[[ Data for this task open ]]
PR #239, opened 2020-04-28
cli: add grant & revoke access token commands

### LINKED ISSUE #235: server: user token creation through request/approval process

mvidalgarcia:
closes #235

##### TODO:
- [x] Send emails to users
- [x] Add  unit tests

To test the email functionality you need to have set the following env vars:
- `REANA_EMAIL_SMTP_SERVER` (smtp.cern.ch)
- `REANA_EMAIL_SMTP_PORT` (587)
- `REANA_EMAIL_LOGIN` (youremaill@cern.ch)
- `REANA_EMAIL_SENDER` (reana-support@cern.ch)
- `REANA_EMAIL_PASSWORD` (yourpassword)

### DIFF
--- a/reana_server/reana_admin.py
+++ b/reana_server/reana_admin.py
@@ -20,12 +20,17 @@ import tablib
 from flask.cli import FlaskGroup, with_appcontext
 from reana_commons.utils import click_table_printer
 from reana_db.database import Session, init_db
-from reana_db.models import User
+from reana_db.models import AuditLogAction, User, UserTokenStatus
 
 from reana_server.config import ADMIN_USER_ID
 from reana_server.factory import create_app
+<<<<<<< HEAD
[[ Data for this task closed ]]
=== What is needed ===
What is needed is the number of lines above that include the string "import", and nothing else.

=== Answer space ===
8